DESPITE the Federal Government’s using a crude oil price benchmark of N38 for its 2016 proposed budget, an economic crisis looms. This is because by yesterday, the oil price continued to plummet, falling below $37 per barrel and international Brent crashing to below $40 for the first time since early 2009. The prices may fall further.

Lamenting the crash in oil price, Asset Management Company of Nigeria (AMCON) said the decline had far-reaching implications in its efforts to meet obligations

Besides, about N500 billion has been earmarked for social welfare intervention programmes in next year’s fiscal plan.

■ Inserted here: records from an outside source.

PR #3263, opened 2019-08-21
Add "mining add-piece" command

### LINKED ISSUE #3044: Sealing data without a deal
### Description
The deal protocol is more or less independent of proving storage, and a miner logically can commit and prove storage without deals. Go-filecoin doesn't provide any interface to do that, so miners have to go through unnecessary self-dealing in order to prove storage.

We should add a CLI command that directly stages a piece of data for sealing, bypassing the deal flow.

### Acceptance criteria
- A miner can seal arbitrary miner-provided data without doing a storage deal
- CLI commands enable the above

### Where to begin

cc @acruikshank @laser

ingar:
## Summary
To allow miners to have more control over self-sealed data, this PR breaks apart the `mining seal-now` command into two parts:
1. `mining add-piece <file>` - adds arbitrary data to a staged sector
1. `mining seal-now` - forces the sealing of any staged sectors

Previously, `seal-now` would generate a staged sector if one didn't exist; now the only way a miner can create a staged sector without accepting a deal is to use `add-piece`.

resolves #3044

### DIFF
--- a/porcelain/sectorbuilder.go
+++ b/porcelain/sectorbuilder.go
@@ -67,7 +67,7 @@ func AddPiece(ctx context.Context, plumbing sbPlumbing, pieceReader io.Reader) (
 	return sectorID, nil
 }
 
-// SealNow forces the sectorbuilder to either seal the staged sectors it has or create a new one and seal it immediately
+// SealNow forces the sectorbuilder to seal the staged sectors it has, if any
 func SealNow(ctx context.Context, plumbing sbPlumbing) error {
 	if plumbing.SectorBuilder() == nil {
 		return errors.New("must be mining to seal sectors")
@@ -78,7 +78,7 @@ func SealNow(ctx context.Context, plumbing sbPlumbing) error {
 		return errors.Wrap(err, "could not retrieved staged sectors")
 	}
 
-	// if no sectors are staged, nothing to do
+	// nothing to do if no sectors are staged
 	if len(stagedSectors) == 0 {
 		return nil
 	}
--- a/porcelain/sectorbuilder.go
+++ b/porcelain/sectorbuilder.go
@@ -3,18 +3,24 @@ package porcelain
 import (
 	"bytes"
 	"context"
+	"io"
+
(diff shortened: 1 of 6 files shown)


porcelain/sectorbuilder.go
```diff
@@ -45,19 +78,9 @@ func SealNow(ctx context.Context, plumbing sbPlumbing) error {
...
-		if err != nil {
-			return errors.Wrap(err, "could not create cid for piece")
-		}
-		pieceRef := cid.NewCidV1(cid.DagCBOR, hash)
-		_, err = plumbing.SectorBuilder().AddPiece(ctx, pieceRef, 1, bytes.NewReader(data))
-		if err != nil {
-			return errors.Wrap(err, "could not add piece to trigger sealing")
-		}
-
+		return nil
```
anorth: IMO this is unnecessary. If the sector builder can't handle it, leave a comment explaining that and file an issue on it.

acruikshank: This should really error out here. If the miner has asked to seal and we can't because we have no staged sectors, it should not fail silently.

anorth:
We've hit a philosophical disagreement, I'm sorry it's in your PR @ingar.

I agree we're working around a poor sector-builder API. Please file issue an issue on https://github.com/filecoin-project/rust-fil-sector-builder asking for the ability to stage a sector without any piece data. A `stage-sector` command would then be great. We can't pretend to implement that by adding a 1-byte piece since the second such call will not stage a new sector, but add another byte to the first.

I oppose adding "business logic" that is not required by a minimal default mode of operation and that can easily be achieved by scripting against the CLI/API. We should not have that complexity in go-filecoin. We should work to expand the set of operations that can easily be achieved by such scripting. I consider a `--stage-if-empty` to be in that category.

This is still a vast improvement over self-dealing to stage sectors. It only requires a single Filecoin node and two CLI invocations per sector.

(cc @travisperson and thank you for recently expressing such clear ideas along those lines to me)

travisperson:
Filed the issue in #3344.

Potential beneficiaries of the welfare programme, however, would have to present evidence of children’s enrolment in school and of immunisation.

Already, global stock markets fell sharply yesterday as oil prices remained significantly low as the Organisation of Petroleum Exporting Countries (OPEC) decided to leave production unchanged.

Economic experts, who spoke with The Guardian yesterday, believed that the government had come to terms with the reality of the plummeting crude oil prices and had decided to align with its resources in the 2016 budget proposal.
Speaking with The Guardian yesterday, Director, Centre for Petroleum Energy Economics and Law, University of Ibadan, Prof. Adeola Adenikinju, said that the $38 per barrel was realistic, describing it as a conservative approach by the government.

According to him: “It will encourage the government to cut its coat according to its cloth. However, if the government experiences an upside in the global price of oil, then it can always submit a supplementary appropriation bill to the National Assembly.”

The Managing Director of AMCON, Ahmed Kuru, who noted that it had about N5.6 trillion debt to honour in the next 10 years, said falling oil prices reduced government’s ability to meet its own commitment.

“The price of crude oil below $40 per barrel impacts the government’s ability to honor its obligations to those that are owing us. The impairment of oil assets we took over is another problem. Real-estate assets are challenged as the economy is going down.

“There are quite a lot of tank farms in Apapa. That asset is a specialised asset.  Whoever that will indicate interest will do so based on cash flow projection, expecting that five years or 10 years down the line, it would have been able to pay back.

“To dispose them is a big challenge and disposing them at the prices we got them is also another challenge. Some of those assets were revalued and revaluation is most times based on discretion”, Kuru said.

Transmitting the 2016, 2017 and 2018 Medium Term Expenditure Framework (MTEF) and Fiscal Strategy Paper (FSP) ‎yesterday, President Muhammadu Buhari disclosed that “the Federal Government will collaborate with state governments to institute well-structured social welfare intervention programmes such as: school feeding programme initiatives, conditional cash transfer to the most vulnerable, and post-NYSC grant.”

In the MTEF /FSP document which was presented to senators at the commencement of session yesterday, the president said:”N500 billion has been provided in 2016 Budget as social investments for these programmes. These interventions will start as a pilot scheme and work towards securing the support donor agencies and our development partners in order to minimise potential risks.”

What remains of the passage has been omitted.